2005年08月25日

もう一度『ノロイ』を見てきました。

やはり小林さんは、真実を追い求めることの深みにはまってしまったのではないかと考えています。
2002年6月9日の日記に小林さんは

    常に「詩人の魂と科学者の目」を持って、
    ロマンに溺れることなく、常識にとらわれることなく、
    事実を積み重ねていくことで、真実を見つけ出したいと思っている。

と、書いていますが、最終的には「科学者のロマン」みたいなものに突き動かされてしまったのではないでしょうか。
冷静で客観的な取材を続けてきた小林さんのことですから、今回の取材の過程でも、どこかで「これ以上奥に踏み入るのはまずい」とは思っていたはずです。しかし、それでも先に進んでしまったのは、「真実を知りたい。たとえそれがおぞましいことであっても」という、根源にある欲求、衝動の強さゆえにほかなりません。

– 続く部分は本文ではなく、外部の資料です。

PR #133, opened 2026-07-14
Fix AGENTS.md discovery on BSD find in non-git repos

ssheld:

## Summary

`check-memory-budget.sh`'s non-git AGENTS.md discovery fallback used GNU-only `find -printf '%P\n'`, which BSD `find` on macOS rejects (`-printf: unknown primary or operator`). The failure was doubly swallowed — stderr discarded, and the pipeline runs inside a process substitution whose exit status is never checked — so the Codex AGENTS bucket silently reported `MISSING (no AGENTS.md found)` and an over-budget `AGENTS.md` never tripped `--strict`. This is exactly the path the tracked pre-commit hook exercises: it materializes the index via `git checkout-index` into a temp directory (no `.git`), then runs `check-memory-budget.sh --repo <staged_root> --strict`. On macOS the staged memory-budget warning could therefore never fire for an AGENTS.md overage.

Found by a Cursor Grok 4.5 review of a downstream scaffold sync in a private consumer repo; reproduction confirmed independently before fixing.

## Files / areas changed

- `scaffold/root/scripts/check-memory-budget.sh`: replace the GNU-only `-printf '%P\n'` with a portable `find . | sed 's|^\./||' | sort -u` pipe. The `sed` strip is load-bearing: a bare `-print` emits `./AGENTS.md`, which still measures bytes correctly but breaks exceptions-file matching (keyed by clean repo-relative paths) and display parity with the git branch.
- `scripts/test-check-memory-budget.sh`: the existing non-git discovery assertion (`sub/AGENTS.md`) failed on stock macOS before this fix and passes after. Added: root `AGENTS.md` must be discovered without a `./` prefix (guards against a naive `-print`-only fix), and an over-budget AGENTS.md in a non-git directory must fail `--strict` with `over file budget` (pins the hook's exact scenario).

## Verification

Run locally (macOS, BSD userland, Homebrew bash 5.3):
- `bash scripts/test-check-memory-budget.sh` — pass (failed on `main` on this machine at the non-git discovery assertion before the fix).
- `bash scripts/check-style.sh` — pass (ShellCheck + shfmt).
- Manual repro: non-git dir with a 45,000-byte `agent-vault/AGENTS.md` (budget 40,000) — before: `MISSING` + `Within budget` + exit 0; after: `OVER ... over file budget (40000 bytes)` + strict exit 1.

## Risks / rollback

- Risk: low — one-line behavioral change confined to the non-git fallback branch; the git-repo branch (`git ls-files`, incl. `sort -zu`) is untouched and verified working on macOS.
- Residual gap: CI (`scaffold-regression-checks.yml`) runs on `ubuntu-latest` with GNU find, which is why this never surfaced there. Worth considering a `macos-latest` job for the shell suites as a follow-up; not included to keep this PR scoped.
- Rollback: revert the single commit.

## Docs Consistency

- `docs/memory-budgets.md` describes the fallback behaviorally ("a plain filesystem walk") — still accurate; no update needed.
- `README.md`: no impact (no CLI or usage change).

### DIFF
--- a/scaffold/root/scripts/check-memory-budget.sh
+++ b/scaffold/root/scripts/check-memory-budget.sh
@@ -306,7 +306,9 @@ discover_agents_files() {
     git -C "$repo" -c core.quotePath=false ls-files -z --cached --others --exclude-standard \
       -- 'AGENTS.md' '**/AGENTS.md' 2>/dev/null | sort -zu | tr '\0' '\n'
   else
-    (cd "$repo" && find . -name AGENTS.md -not -path '*/.git/*' -printf '%P\n' 2>/dev/null | sort -u)
+    # BSD find has no -printf; strip the leading "./" so paths stay
+    # repo-relative for exception matching and display parity with git ls-files.
+    (cd "$repo" && find . -name AGENTS.md -not -path '*/.git/*' 2>/dev/null | sed 's|^\./||' | sort -u)
   fi
 }
 
--- a/scripts/test-check-memory-budget.sh
+++ b/scripts/test-check-memory-budget.sh
@@ -259,6 +259,17 @@ printf 'root\n' >"$nongit/AGENTS.md"
 printf 'nested\n' >"$nongit/sub/AGENTS.md"
 mapfile -t nongit_agents < <(tsv_bucket "$nongit" agents)
 assert_in_set "sub/AGENTS.md" "${nongit_agents[@]}"
+# The root file must appear WITHOUT a "./" prefix: exception matching and the
+# git-branch output are keyed by clean repo-relative paths (regression: the
+# GNU-only "find -printf '%P\n'" fallback returned nothing on BSD userland).
+assert_in_set "AGENTS.md" "${nongit_agents[@]}"
+assert_not_in_set "./AGENTS.md" "${nongit_agents[@]}"
+
+# The pre-commit hook's staged-checkout path is a non-git directory: an
+# over-budget AGENTS.md there must still trip --strict.
+head -c 45000 /dev/zero | tr '\0' 'a' >"$nongit/sub/AGENTS.md"
+expect_result 1 "over file budget" --repo "$nongit" --strict
+printf 'nested\n' >"$nongit/sub/AGENTS.md"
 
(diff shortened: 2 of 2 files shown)


ssheld (commented):
> 🤖 **Review by Cursor Grok 4.5** · via Cursor CLI
Formal review state unavailable: GitHub disallows approving your own pull request.

## Strengths
- Portable `find | sed 's|^\./||' | sort -u` fallback correctly replaces GNU-only `-printf '%P\n'` and preserves clean repo-relative paths for exception matching and display parity with the git discovery branch.
- Regression coverage matches the failure mode: root `AGENTS.md` without a `./` prefix, rejection of `./AGENTS.md`, and `--strict` failure on an over-budget AGENTS file in a non-git directory (the `checkout-index` staged-temp path).
- Verified locally on macOS: suite passes, `check-style.sh` passes, and a non-git fixture with a 45KB `agent-vault/AGENTS.md` reports `OVER` and exits 1 under `--strict`.

## Merge Recommendation
Approve

## Top Risks
- CI remains on `ubuntu-latest` (GNU find), so similar BSD/macOS shell assumptions could regress unnoticed; the PR already calls this out as a scoped follow-up, which is the right split.

## Suggested Additional Tests
- None required for merge. A later `macos-latest` job for the shell suites would harden the residual CI gap noted in the PR body.

ssheld (commented):

## Strengths

- Replacing GNU-only `find -printf` with the portable `find | sed | sort` path restores non-git discovery on BSD userland while preserving clean repo-relative names for exception matching.
- The regressions cover root and nested `AGENTS.md` discovery, reject an accidental `./` prefix, and prove that a staged-checkout overage fails under `--strict`.
- The standalone checker, pre-commit hook regression, shell style checks, and both GitHub checks pass at `cbc15f7`.

## Merge Recommendation

Approve

## Top Risks

- BSD-specific behavior is still validated locally rather than by a macOS CI job, so a future portability regression would depend on review or local testing to catch it.

## Suggested Additional Tests

- No additional test is required for this patch. A `macos-latest` shell-test job would be a useful separate CI-hardening follow-up.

その結果、奥さんは亡くなり、小林さん本人も失踪せざるを得ないという状況になってしまいました(正直、小林さんの安否については、映画『ノロイ』を見るかぎり楽観的なことはいえません)が、でも、その小林さんの行動は無駄ではなかったはずです。こうして、今まで闇の中に潜んでいた「かぐたば」の存在を世間に投げかけることができたのですから。

それに比べてぼくは何をしているのでしょう。安全な場所から、簡単に手に入る情報をつまみ食いして、浅はかな考えを書き散らしている。そのくせ、いっぱしに小林さんの安否を心配したりして……。
前回の日記に書いた「いてもたってもいられないという焦り」には、そういう自分に対するもどかしさも含まれていたのかもしれません。

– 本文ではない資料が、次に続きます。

PR #136, opened 2026-07-16
ci: run scaffold regression suites on macOS as well as Ubuntu

ssheld:

## Summary

The scaffold regression suites ran only on `ubuntu-latest` (GNU userland). That platform gap let a BSD-incompatible `find -printf` in `check-memory-budget.sh` ship even though an existing test asserted exactly the behavior it broke — the suite failed on any stock macOS machine, but CI never executed it there. Fixed in #133; both #133 reviews endorsed a `macos-latest` job as the follow-up hardening. This PR adds it.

まあ、ぼくなんかにできることは限られていますが、映画『ノロイ』の中では説明しきれていなかった謎について少し調べてみようと思っています。解明のカギは、ダムがある山の中に隠れていると睨んでいるのですが、どうでしょうかね?
調べた結果については近日中にここで発表したいと思っていますので、しばらくお待ちください。内容的に映画『ノロイ』のネタバレを含むことにもなるかと思います。